A novel Helicobacter species Helicobacter japonicum was isolated from the stomach and intestines of clinically normal mice received from three institutes from Japan. The novel Helicobacter sp. was microaerobic, grew at 37°C and 42°C, was catalase and oxidase positive, but urease negative. It is most closely related to the 16S rRNA gene of H.muridarum (98.6%); to the 23S rRNA gene of H.hepaticus (97.9%); to the hsp60 gene of H.typhlonius (87%). The novel Helicobacter sp. has in vitro cytolethal distending toxin (CDT) activity; its cdtB gene sequence has 83.8% identity with that of H.hepaticus The whole genome sequence of H.japonicum MIT 01-6451 has a 2.06-Mb genome length with a 37.5% G + C content. When the organism was inoculated into C57BL/129 IL10 mice, it was cultured from the stomach, colon and cecum of infected mice at 6 and 10 weeks post-infection. The cecum had the highest H.japonicum colonization levels by quantitative PCR. The histopathology of the lower bowel was characterized by moderate to severe inflammation, mild edema, epithelial defects, mild to severe hyperplasia, dysplasia and carcinoma. Inflammatory cytokines IFNγ, TNFα and IL17a, as well as iNOS were significantly upregulated in the cecal tissue of infected mice.

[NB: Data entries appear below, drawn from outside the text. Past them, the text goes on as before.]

PR #9956, opened 2024-05-16
CPLHTTPFetch(): add a RETRY_CODES option, and C++'ify HTTP retry logic

### LINKED ISSUE #9941: GDAL_HTTP_RETRY_ALL Configuration option
### Feature description

It would be nice to be able to set the HTTP retry behaviour of GDAL to happen on every HTTP error.

For example, a (probably wrongly configured) WFS server is sometimes returning an error 400 on a random valid request.
Then GDAL doesn't retry the request (which would make sense if the error code was correct) causing failure of the download.

This would allow more flexibility I think, and help to deal with wrongly configured WFS servers.

### Additional context

_No response_

rouault:
*  CPLHTTPFetch(): add a RETRY_CODES option (GDAL_HTTP_RETRY_CODES config option)
    
    Fixes #9941
    
    ```
    -  .. config:: GDAL_HTTP_RETRY_CODES
          :choices: ALL or comma-separated list of codes
          :since: 3.10
    
          Specify which HTTP error codes should trigger a retry attempt.
          Valid values are ``ALL`` or a comma-separated list of HTTP codes.
          By default, 429, 500, 502, 503 or 504 HTTP errors are considered, as
          well as other situations with a particular HTTP or Curl error message.
    ```

*  Add C++ facilities for HTTP retry logic

### DIFF
--- a/port/cpl_http.cpp
+++ b/port/cpl_http.cpp
@@ -529,6 +529,7 @@ constexpr TupleEnvVarOptionName asAssocEnvVarOptionName[] = {
     {"GDAL_HTTP_NETRC_FILE", "NETRC_FILE"},
     {"GDAL_HTTP_MAX_RETRY", "MAX_RETRY"},
     {"GDAL_HTTP_RETRY_DELAY", "RETRY_DELAY"},
+    {"GDAL_HTTP_RETRY_CODES", "RETRY_CODES"},
     {"GDAL_CURL_CA_BUNDLE", "CAINFO"},
     {"CURL_CA_BUNDLE", "CAINFO"},
     {"SSL_CERT_FILE", "CAINFO"},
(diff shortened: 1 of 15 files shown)


port/cpl_http.h
```diff
@@ -179,8 +179,47 @@ CPL_C_END
...
+class CPLHTTPRetryContext
+{
+  public:
+    explicit CPLHTTPRetryContext(const CPLHTTPRetryParameters &oParams);
+
+    bool CanRetry(int response_code, const char *pszErrBuf,
+                  const char *pszCurlError);
+    bool CanRetry();
+
+    /** Returns the delay to apply. Only valid after a successful call to CanRetry() */
```
elpaso, line 204: Reading this note makes me wonder if it is worth adding a debug message to prevent misuse (calling this without calling CanRetry).

port/cpl_http.cpp
```diff
@@ -553,41 +554,65 @@ constexpr TupleEnvVarOptionName asAssocEnvVarOptionName[] = {
...
-                          strstr(pszCurlError, "Operation timed out") ||
-                          strstr(pszCurlError, "Connection reset by peer") ||
-                          strstr(pszCurlError, "Connection was reset"))))
+    bool bRetry = false;
+    if (pszRetriableCodes && pszRetriableCodes[0])
+    {
+        bRetry = EQUAL(pszRetriableCodes, "ALL") ||
+                 strstr(pszRetriableCodes, CPLSPrintf("%d", response_code));
+    }
+    else if (response_code == 429 || response_code == 500 ||
```
elpaso, line 602: Probably out of scope for this PR but a nice readability improvement would be to replace these literal error codes with constants from a header (I suppose CURL has one, or something like https://github.com/j-ulrich/http-status-codes-cpp/tree/main).

elpaso (approved):

port/cpl_http.h
rouault: done (testing m_nRetryCount == 0)

PR #9958, opened 2024-05-17
Update sql_sqlite_dialect.rst to include single quote example

jidanni:
Also folded monster long line.

(Single quotes have actually been part of the shell for 50 years.)

### DIFF
--- a/doc/source/user/sql_sqlite_dialect.rst
+++ b/doc/source/user/sql_sqlite_dialect.rst
@@ -68,7 +68,8 @@ be used in joins are searched from the master database.
 
 .. code-block:: shell
 
-    ogrinfo jointest.gpkg -dialect INDIRECT_SQLITE -sql "SELECT a.ID,b.ID FROM jointest a JOIN \"jointest2.shp\".\"jointest2\" b ON a.ID=b.ID"
+    ogrinfo jointest.gpkg -dialect INDIRECT_SQLITE -sql \
+    "SELECT a.ID,b.ID FROM jointest a JOIN \"jointest2.shp\".\"jointest2\" b ON a.ID=b.ID"
 
 The column names that can be used in the result column list, in WHERE, JOIN, ... clauses
 are the field names of the layers. Expressions, SQLite functions, spatial functions, etc...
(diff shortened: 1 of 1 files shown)


doc/source/user/sql_sqlite_dialect.rst
```diff
@@ -115,6 +116,12 @@ between double quotes, the internal double quotes must be escaped with \\
 
     ogrinfo p.shp -sql "SELECT geometry \"FROM\", \"3D\" FROM p"
 
+If single quotes are available in the shell, one can also use just
+
```
jratike80, line 120: Single quotes are available in the Windows shell but they can be used only on Linux (and Mac?). I am not sure if it is good to recommend using a syntax that does not work on all platforms.

There needs to be a comma after "geometry".

jidanni:
Well please mention that there, else, for us who have never used the other systems you mention, it looks like the author is just making things 50 times harder for themselves, because a vital page was creased in their K&R Book.

jratike80:
Rather write it into a supporting document "Good to know about Linux vs Windows" because the use of single vs double quotes is something that does not only affect the usage of SQLite SQL dialect.

jidanni:
I'm sorry I can't make sense of the diffs here on GitHub. All I know is the current version on the website seems like grandparents paying for their new house with a stack of one dollar bills. So needs about three words added acknowledging that simpler solutions are available on some systems. Thanks. No need to even mention what they are though.

jratike80:
Sorry, I don't understand your last comment. 

 Because you aim at clarity, then how about changing "If single quotes are available in the shell" into  "Linux and Mac users can use single outer quotes but that syntax does not work on Windows"

doc/source/user/sql_sqlite_dialect.rst
```diff
@@ -115,6 +116,12 @@ between double quotes, the internal double quotes must be escaped with \\
...
+.. code-block:: shell
+
+    ogrinfo p.shp -sql 'SELECT geometry "FROM", "3D" FROM p'
+
```
rouault, line 124: Dropping that change
```suggestion
```

rouault:
> Rather write it into a supporting document "Good to know about Linux vs Windows" because the use of single vs double quotes is something that does not only affect the usage of SQLite SQL dialect.

yes, that would be more appropriate in a more generic place, but not sure where it is belong to. Where do we stop in our explanations of what is not GDAL specific... ?

PR #9962, opened 2024-05-17
Update sql_sqlite_dialect.rst to clarify Windows example

jidanni:
For #9958.

Linux users have a better way to deal with this, so we need to gently hint that this example is from Windows, lest Linux users think we are uneducated.

### DIFF
--- a/doc/source/user/sql_sqlite_dialect.rst
+++ b/doc/source/user/sql_sqlite_dialect.rst
@@ -110,7 +110,8 @@ they are not strictly needed.
     SELECT "p"."geometry", "p"."FROM", "p"."3D" FROM "poly" p
 
 When SQL statements are used in the command shell and the statement itself is put
-between double quotes, the internal double quotes must be escaped with \\
+between double quotes, the internal double quotes must be escaped with \\.
+Windows example:
 
 .. code-block:: shell
 


doc/source/user/sql_sqlite_dialect.rst
```diff
@@ -110,7 +110,8 @@ they are not strictly needed.
     SELECT "p"."geometry", "p"."FROM", "p"."3D" FROM "poly" p
 
 When SQL statements are used in the command shell and the statement itself is put
-between double quotes, the internal double quotes must be escaped with \\
+between double quotes, the internal double quotes must be escaped with \\.
+Windows example:
```
rouault, line 114: That' not true. The also example also work on Unix shells

jidanni: Fine. If nobody understands what I'm trying to say, then I'll just give up.

rouault: > If nobody understands what I'm trying to say

See my comment at https://github.com/OSGeo/gdal/pull/9958#issuecomment-2117472539 . We do understand but it is not obvious where to explain that detail. The documentation also needs to remain compact and straight-to-the-point it demonstrates. We can't recall in every place where we have SQL in the doc that depending on the shell used, different quoting rules may apply. By sticking to using double-quotes, we're at least compatible of (hopefully) all Unix and Windows shells.

PR #9970, opened 2024-05-21
Update ogrinfo.rst to mention vital prefix method

jidanni:
Without mentioning this, we see that sometimes
its just hit and miss what driver will be selected.
```
$ ogrinfo --formats|
 perl -awnle 'next unless /json/i; print $F[0];'|
 xargs -n 1 ogrinfo --format|egrep Extension\|Long\ N
  Long Name: GeoJSON
  Extensions: json geojson
  Long Name: GeoJSON Sequence
  Extensions: geojsonl geojsons
  Long Name: ESRIJSON
  Extension: json
  Long Name: TopoJSON
  Extensions: json topojson
 ```
Yes, individual driver pages do mention what I am mentioning here on ogrinfo, but only here do I tie them all together.

### DIFF
--- a/doc/source/programs/ogrinfo.rst
+++ b/doc/source/programs/ogrinfo.rst
@@ -226,6 +226,7 @@ edit data.
 
     The data source to open. May be a filename, directory or other virtual
     name. See the OGR Vector Formats list for supported datasources.
+    A prefix may be used to force choosing a particular driver. See example below.
 
 .. option:: <layer>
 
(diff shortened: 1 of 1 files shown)


jratike80:
Did you see https://gdal.org/programs/ogrinfo.html#cmdoption-ogrinfo-if

> Format/driver name to be attempted to open the input file(s). It is generally not necessary to specify it, but it can be used to skip automatic driver detection, when it fails to select the appropriate driver. This option can be repeated several times to specify several candidate drivers. Note that it does not force those drivers to open the dataset. In particular, some drivers have requirements on file extensions.

jidanni:
Regarding `-if`. Yes I saw it. But I recall that is is a "slightly different animal". However I dared not add to my wording exactly how it differs. But please fix my PR to elucidate the relation of the prefix stuff with the `-if` stuff. I'm sure the authors wouldn't have bothered to create two methods if in fact they do exactly the same thing! Thanks.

These results demonstrate that the novel H.japonicum can induce inflammatory bowel disease and carcinoma in IL10 mice and highlights the importance of identifying novel Helicobacter spp. especially when they are introduced from outside mouse colonies from different geographic locations.

摘要

从来自日本三个机构的临床正常小鼠的胃和肠道中分离出一种新型幽门螺杆菌——日本幽门螺杆菌。该新型幽门螺杆菌为微需氧菌,在37℃和42℃下生长,过氧化氢酶和氧化酶呈阳性,但脲酶呈阴性。它与鼠幽门螺杆菌的16S rRNA基因关系最为密切(98.6%);与肝螺杆菌的23S rRNA基因关系密切(97.9%);与盲肠螺杆菌的hsp60基因关系密切(87%)。该新型幽门螺杆菌具有体外细胞致死膨胀毒素(CDT)活性;其cdtB基因序列与肝螺杆菌的cdtB基因序列具有83.8%的同一性。日本幽门螺杆菌MIT 01-6451的全基因组序列长度为2.06 Mb,G + C含量为37.5%。将该菌接种到C57BL/129 IL10小鼠体内后,在感染后6周和10周从感染小鼠的胃、结肠和盲肠中培养出该菌。通过定量PCR检测发现,盲肠中的日本幽门螺杆菌定植水平最高。下消化道的组织病理学特征为中度至重度炎症、轻度水肿、上皮缺损、轻度至重度增生、发育异常和癌。感染小鼠盲肠组织中的炎性细胞因子IFNγ、TNFα和IL17a以及诱导型一氧化氮合酶(iNOS)均显著上调。这些结果表明,新型日本幽门螺杆菌可在IL10小鼠中诱发炎症性肠病和癌症,并突出了鉴定新型幽门螺杆菌的重要性,尤其是当它们从不同地理位置的小鼠群体外部引入时。